How Third Grade Arithmetic Can Sink Your Software Architecture


Do you really understand single points of failure?

A Single Point of Failure (SPOF) will cause an entire system to fail, even if it’s the only broken component. The Power of Multiplying By Zero is a mental model we can use to better understand SPOFs. Consider these two expressions:

865309 x 42 x 1984 x 221 x 0

865309 + 42 + 1984 + 221 + 0

Assuming you have beyond a third-grade education (or your country’s equivalent), the second expression may take you a moment, but the first expression should evaluate itself.

The answer is ZERO.

No matter how large the remaining numbers are, only one multiplication by zero wipes everything out. This is no different than saying, “a chain is only as strong as its weakest link.” We call these Multiplicative Systems.

Distributed systems give us another example. We know the maximum theoretical availability of a node is the product of its collaborating nodes’ availabilities. Four nines (99.99%) of availability is a pretty decent goal. But these collaborating nodes compose a multiplicative system:

99.99% x 99.99% = 99.98%

Even if both collaborators meet their availability targets, our node can only hope to achieve three nines (99.9%) at best!
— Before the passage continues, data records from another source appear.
PR #2048, opened 2021-01-07
Fix missing timestamp on TracingFailed card (DEV)

d4rken:
Just noticed while working on something else.

The card looked like this:
Screenshot from 2021-01-07 11-50-06

I see no reason to not display the timestamp here. Seems to be an oversight from refactoring.
The TracingDisabled card also did not have this restriction to LOW/INCREASED risk levels.

### DIFF
--- a/Corona-Warn-App/src/main/java/de/rki/coronawarnapp/tracing/states/TracingState.kt
+++ b/Corona-Warn-App/src/main/java/de/rki/coronawarnapp/tracing/states/TracingState.kt
@@ -131,13 +131,13 @@ data class TracingFailed(
 
     val showRestartButton: Boolean = !isInDetailsMode
 
-    fun getTimeFetched(c: Context): String = if (lastExposureDetectionTime != null) {
-        c.getString(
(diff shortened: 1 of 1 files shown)


Corona-Warn-App/src/main/java/de/rki/coronawarnapp/tracing/states/TracingState.kt
```diff
@@ -131,18 +131,13 @@ data class TracingFailed(
...
-                c.getString(
-                    R.string.risk_card_body_time_fetched,
-                    formatRelativeDateTimeString(c, lastExposureDetectionTime)
-                )
-            } else {
-                c.getString(R.string.risk_card_body_not_yet_fetched)
-            }
-        }
-        else -> ""
+    fun getTimeFetched(c: Context): String = if (lastExposureDetectionTime != null) {
```
mtwalli, line 134: please rename c to context

ralfgehrer (dismissed):
works nicely on Pixel (Android 10)

ralfgehrer (approved):

mtwalli (approved):

PR #2050, opened 2021-01-07
Remove legacy FileLogger in favor of new DebugLogger (DEV)

d4rken:
The new `DebugLogger` can fully replace the previous `FileLogger`, it's not necessary to maintain both and it's desirable that we "dogfood" the production variant internally too.

* Removed old logger
* Trigger automatically on tester builds
* Replace test menu option with a button taking you to the new screen and an explanation for testers

### Testing
* Check that it's enabled by default for test builds, but that it's not for production builds
* Review a logfile to check that recording works correctly

Screenshot from 2021-01-07 12-57-19


Corona-Warn-App/src/main/java/de/rki/coronawarnapp/bugreporting/debuglog/DebugLogger.kt
```diff
@@ -44,8 +45,19 @@ object DebugLogger : DebugLoggerBase() {
...
 
         try {
-            if (triggerFile.exists()) {
-                Timber.tag(TAG).i("Trigger file exists, starting debug log.")
+            val startLogger = when {
+                triggerFile.exists() -> {
+                    Timber.tag(TAG).i("Trigger file exists, starting debug log.")
+                    true
+                }
+                CWADebug.isDeviceForTestersBuild -> {
```
ralfgehrer, line 53: Now we don't have the option anymore to disable logging on deviceForTestersBuild. Every restart will overwrite the last setting and automatically turn on logging. Might be problematic for low device storage tests or alike.

d4rken: Has this been the case yet? Even low end devices have a few 100MB storage. Test devices often have no other apps installed. I'd say we fix this it becomes an issue for testers.

ralfgehrer (dismissed):

Corona-Warn-App/src/main/java/de/rki/coronawarnapp/bugreporting/debuglog/DebugLogger.kt
vaubaehn: Just my small 2 cents for future enhancement:
What about letting the logger for production and DeviceForTesters builds query the available disk space from time to time, and automatically stop logging when it gets below a threshold of 100MB?

chiljamgossow (dismissed):

ralfgehrer (approved):

chiljamgossow (approved):

PR #2053, opened 2021-01-07
Transnational country list names not changing when language is changed (EXPOSUREAPP-4416)

axelherbstreith:
This PR fixes an issue where the country names in the transnational country list are not changed when changing the system language.
This only occurred when this particular screen is currently opened or was opened before. This behaviour was traced back to the usage of CachedStrings for the country names.

While testing the changes, no performance issue was identified.


d4rken:
If this may be an issue on other screens too, you could change the LazyString type for the country names to an implementation that just does not cache the result, but keeps the indirection to use the context from where it's resolved.

axelherbstreith:
@d4rken good point! I will check if there are any other screen that are effected

mtwalli (approved):

BMItr (approved):

PR #2055, opened 2021-01-07
Remove @dimen/match_constraint as it is replaced by tooling (DEV)

d4rken:
Replace `@dimen/match_constraint` with hardcoded `0dp`.
There is no reason this would be changed, and while it may be nice for some to understand what `0dp` means, it conflicts with using the built-in layout editor which when used via GUI and not XML code, will replace it with `0dp` everytime leading to a mix of both in the project.

 I just did a search+replace to change this.

### Testing
* Check that it still compiles.
* Run it on your device, visit a few screens, in tester and non-tester builds variants.


ralfgehrer (dismissed):
Thx. Tested and confirmed on Pixel (Android 10).

mtwalli (dismissed):

Issue #2037, opened 2021-01-06
Ripple effect going beyond background box


fynngodau:
## Avoid duplicates
* [x] Bug is not mentioned in the [FAQ](https://www.coronawarn.app/en/faq/)
* [x] Bug is specific for Android only, for general issues / questions that apply to iOS and Android please raise them in the [documentation repository](https://github.com/corona-warn-app/cwa-documentation)
* [x] Bug is not already reported in another issue

## Technical details

- Device name: HUAWEI HONOR 5X
- Android version: 9
- App version: 1.11.0 (self-compiled)

## Describe the bug

The ripple effect for the boxes that one can click in "Retrieve Test Result" goes beyond the rounded corners in the background, like seen in this screenshot:

![image](https://user-images.githubusercontent.com/16943720/103771522-313e1c00-5028-11eb-89ce-397cebe1d757.png)

I recorded this screenshot while holding my finger on the upper card.

## Steps to reproduce the issue

1. Click the card "Have you been tested?"
2. Hold one of the three cards ("Test with QR Code" / "Enter TAN" / "No TAN yet?")
3. Observe the ripple effect

## Expected behaviour

The ripple effect should be clipped to the rounded corners.

## Possible Fix

One could use a `CardView` that has zero elevation, like I suggested here already: https://github.com/corona-warn-app/cwa-app-android/pull/1912#pullrequestreview-555027177

## Additional context

This issue was introduced in #1912 when the ripple effect was introduced.

---
Internal Tracking ID: [EXPOSUREAPP-4518](https://jira-ibs.wbs.net.sap/browse/EXPOSUREAPP-4518)

dsarkar:
@fynngodau. Thanks for your contribution. 

Info is forwarded to devs.

Best wishes, 
DS 
  
--- 
Corona-Warn-App Open Source Team 
Internal Tracking ID: EXPOSUREAPP-4518

MikeMcC399:
"Adjust ripple area on dispatcher screen (EXPOSUREAPP-4518)" https://github.com/corona-warn-app/cwa-app-android/pull/2058 is included in [v1.11.0-RC1](https://github.com/corona-warn-app/cwa-app-android/releases/tag/v1.11.0-RC1).

PR #2058, opened 2021-01-08
Adjust ripple area on dispatcher screen (EXPOSUREAPP-4518)

chiljamgossow:
Adjust ripple area on dispatcher screen


axelherbstreith (approved):
LGTM

Corona-Warn-App/src/deviceForTesters/res/layout/fragment_test_appconfig.xml
```diff
@@ -14,7 +14,7 @@
         android:paddingBottom="32dp">
 
         <LinearLayout
-            style="@style/card"
+            style="@style/Card"
```
mtwalli, line 17: just a question, I saw some styles names start with lower case letters and some with capital case letters. 
what is our convention?

chiljamgossow: As far as I can see, there is none. I would prefer them upper case, because GreyCard.Ripple looks better to me.

mtwalli: I like that way too.

mtwalli (approved):

fynngodau:
Just to explicitly mention it here, this is a fix for #2037.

Consider these examples of real-world systems defeated by the Power of Multiplying By Zero:

  • On Christmas Eve 2012, the viewing experience of multiple Netflix customers was multiplied by zero. Their devices were unable to contact load balancers wiped out by a maintenance script executed by accident.
  • In February 2017, multiple sites including Quora, Trello, and IFTTT, were multiplied by zero due to a massive AWS Simple Storage Service (S3) failure triggered by a single typo. S3 had historically been so stable most engineers never considered failure a possibility.
  • Also in 2017, the data privacy of 143 million Equifax customers was multiplied by zero due to dozens of services containing an unpatched version of Apache Struts. The vulnerable services allowed attackers to execute arbitrary commands on Equifax’s servers.

As you can see, multiplicative systems aren’t just theoretical. So as you design your next system, continually ask yourself: “What would happen if we multiplied this component by zero?”